Sistine Solar indicates that their SolarSkin panels achieve efficiency rates of about 15 to 17 percent, which is equal or even a little bit better than the average commercially available panel. High-efficiency models can reach up to 22 percent at peak conditions, but most hover between 14 to 16 percent. As far as output, Sistine Solar’s product is rated at 240 watts, which is on par with most panels on the market today. Generally, most panels are rated at between 200 to 350 watts, so they’re fairly comparable.

solarskin on cabin

Aesthetic Solar: The Next Wave of Renewable Energy

The solar industry has witnessed unprecedented growth in the past ten years. With homeowners warming to solar like never before, it looks like this technology is finally ready for the mainstream. Exact numbers vary depending on which predictions you read, but in general, most analysts agree that solar will be a major player in the energy industry by 2020.

That growth is pushing manufacturers to develop new solutions that make solar more attractive to the average homeowner. It’s no secret that solar’s current aesthetics don’t appeal to everyone: rounds of fighting between solar households and their neighborhood homeowners associations speak volumes. And although solar typically improves property values, the panels don’t blend in as seamlessly on every home. For instance, those in historic or period properties often find that the modern aesthetic that goes with the panels doesn’t match their home’s existing look.

Of course, that problem has created an opportunity for innovative companies willing to take on this issue. For instance, late in 2016, we heard about Tesla’s new solar roof, designed to match to four different roofing materials. But Sistine Solar’s products are great for the homeowner who doesn’t want to replace their entire roof. They can be paired to a wider range of materials, too. Their team has developed a massive database of common roofing patterns, so they can manufacture a product that blends in, no matter what kind of roof you have. These developments indicate that aesthetic solar may be the next move for the industry—so you can expect even more appealing options to rise in the near future.

solarskin with American flag

How Can I Purchase a Solar Skin for My Home?

If that all sounds good to you, you can get a quote from Sistine Solar on the company’s website. Generally, the company says that the panels cost around 10 percent more than an average residential installation.

Be advised, though, that the SolarSkin is still being tested at the NREL laboratories to evaluate the product’s durability and longevity.

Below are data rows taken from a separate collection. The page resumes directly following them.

PR #795, opened 2025-05-29
Fix typo in Okta Verify SSO Extension (#794)

### LINKED ISSUE #794: Okta Verify SSO Extension label typo
**Name of App / Payload**: Okta Verify (SSO Extension)

**Preference key(s) needing fixing**: `OktaVerify.UserPrincipalName`

**Description of problem(s) / error(s) with listed key(s)**: The label for this property uses the erroneous text “User Principle Name”.

**Description of expected behavior**: This text should be changed to say “User Principal Name”, both because that is the correct spelling and because it matches the name of the underlying key.

**How are you testing / deploying your profile?**: N/A, noticed this in ProfileCreator UI

wjk:
Closes #794. Date has been updated as documented in the wiki. Enjoy!


wjk:
Unfortunately, I forgot to account for time zones when I updated the timestamp. I based the time on my Mac’s clock, which is set to US Eastern Time. However, given that the date changed as well, I do not think this will be that big a problem.

relgit:
Thanks for the PR @wjk!

Yes, there aren't any side effects to the timestamp being off by a bit as long as it's more recent then the previous one.

PR #799, opened 2025-06-17
Update com.apple.TCC.configuration-profile-policy to Authorization Strings

tully-systima:
## **Name of App / Payload**:
`com.apple.TCC.configuration-profile-policy`

## **Preference key(s) to be added / updated**: 
- Updated all `Allowed` booleans to `Authorization` strings, and added documentation links and description of the expected behavior.
- The legacy boolean standard provides fewer options compared to the newer Authorization string standard, all pfm keys in `com.apple.TCC.configuration-profile-policy` have been updated to strings and include `Allow`, `Deny`, or `AllowStandardUserToSetSystemService`, as applicable to each [Property identity](https://developer.apple.com/documentation/devicemanagement/privacypreferencespolicycontrol/services-data.dictionary) requirement.
- Older boolean values do not allow selection of additional configuration options available via the newer String standard, and can sometimes cause errors when uploading to some MDM providers, error stating "Authorization is missing"
- As observed in testing, the `AllowStandardUserToSetSystemService` configuration option is valid and works as expected, including in Tahoe beta, therefore has been added to the available options for the `ListenEvent` and `ScreenCapture` payloads.
Apple documentation for this setting is currently inconsistent (see below for more information)
- Screenshot 2025-06-17 at 6 11 34 PM

- `Camera` and `Microphone` access only include `Deny` as per documentation

## **Applicable Preference Documentation URL(s)**:
NOTE: Apple documentation is currently inconsistent for `ListenEvent` and `ScreenCapture`:
- [PrivacyPreferencesPolicyControl.Services](https://developer.apple.com/documentation/devicemanagement/privacypreferencespolicycontrol/services-data.dictionary) currently incorrectly states:
> Access to these events can’t be given in a profile; it can only be denied.
- However, [PrivacyPreferencesPolicyControl.Services.Identity](https://developer.apple.com/documentation/devicemanagement/privacypreferencespolicycontrol/services-data.dictionary/identity) states:
> AllowStandardUserToSetSystemService: Allows a standard (non-admin) user to configure the permissions for the specified app in the Privacy preferences for services that otherwise require admin authorization; only valid for the ListenEvent and ScreenCapture services
- As above, `AllowStandardUserToSetSystemService` configuration option is valid and works as expected


relgit:
Thank you for the PR @tully-systima. Could you please run the manifest file through `plutil -convert xml1` to standardize it please?

tully-systima:
@relgit  Done!

relgit:
@kevinmcox there's one side effect to this work for ProfileCreator users that I think we should be aware of. Removing the old `Allowed` keys and replacing them with the new `Authorization` ones will diminish support for PPPC profiles created up until the change since their `Allowed` values won't be shown anymore.

I wish we could keep both the old and the new, but it looks like ProfileCreator will then configure both, and in this domain Apple specifically [forbids](https://developer.apple.com/documentation/devicemanagement/privacypreferencespolicycontrol/services-data.dictionary/identity) that.

Of course, there are downsides to not merging the work. One of these is users loading profiles from other sources like their MDM, which may already be using the new keys, and not seeing these keys right now. Other reasons are laid out by @tully-systima above.

I think the downsides of not merging are greater than those of merging. What do you think?

tully-systima:
Note: @relgit @kevinmcox I have found another inconsistency that should be considered:

I have just noticed that [in the master branch](https://github.com/ProfileManifests/ProfileManifests/blob/257e95c3ceaa7c5a25198c1b1c61bd9ae14f9d2a/Manifests/ManifestsApple/com.apple.TCC.configuration-profile-policy.plist#L2909), the TCC PFM is already a mixed bag of Allowed bools and Authorization strings. Whilst most items are on `Allowed` bools, both `BluetoothAlways` and `SystemPolicyAppData` are currently set to use `Authorization` strings, and `SystemPolicyAppData` also includes `AllowStandardUserToSetSystemService` as an option, which I believe is a mistake, as that is not an available option for SystemPolicyAppData. [Documentation](https://developer.apple.com/documentation/devicemanagement/privacypreferencespolicycontrol/services-data.dictionary/identity) currently states:
> AllowStandardUserToSetSystemService: ...  [is] only valid for the **ListenEvent** and **ScreenCapture** services

... whilst the `ScreenCapture` and `ListenEvent` items are still on `Allowed` bools , and therefore cannot use `AllowStandardUserToSetSystemService`

This also means that profiles generated with this PFM, if either `BluetoothAlways` or `SystemPolicyAppData` is included in the payload, will then create a broken profile, as Apple states you cannot use both Approved bools and Auth strings simultaneously.

At the end of the day, when the rubber meets the road, the desired end result should always be "what makes our users lives better", and the reality is that if we stay on the old `Allowed` bools without `AllowStandardUserToSetSystemService`, then a user trying to do a presentation and share their screen over zoom / slack etc, needs to then call IT in the middle of the meeting and get them to input an admin password to allow it... which has been a source of a lot of frustration from my clients.

kevinmcox:
Sorry for the delay, it'll be a couple days until I'm able to take a look and digest this.

tully-systima:
@kevinmcox touching base, any thoughts on this?

relgit:
@tully-systima I'm going to merge your work into a side-branch where I'm working on preparing the repository for the version 27.0 generation. It should eventually get merged along. Thanks!

PR #803, opened 2025-06-30
Relocate ServerPort key as a subkey to SyslogOptions

lhaeger:
ServerPort did not apply because it been in the wrong position in the tree. See https://github.com/SAP/macOS-enterprise-privileges/wiki/Managing-Privileges#SyslogOptions for details


relgit:
@lhaeger have you seen my comment?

Given the investment you’ll have to make to get one, you may want to hold off until their testing wraps up. The product reportedly comes with a five-year manufacturer’s warranty and a 25-year warranty on the power generation capability. According to its website, Sistine Solar may also offer financing to certain customers, as well.

Of course, you’ll qualify for federal tax rebates and any applicable state or local incentives, as well as net metering programs from your energy provider, if they’re available. According to Sistine Solar, the energy you’ll generate can represent a savings of over $30,000. With energy options like that, solar is looking better all the time!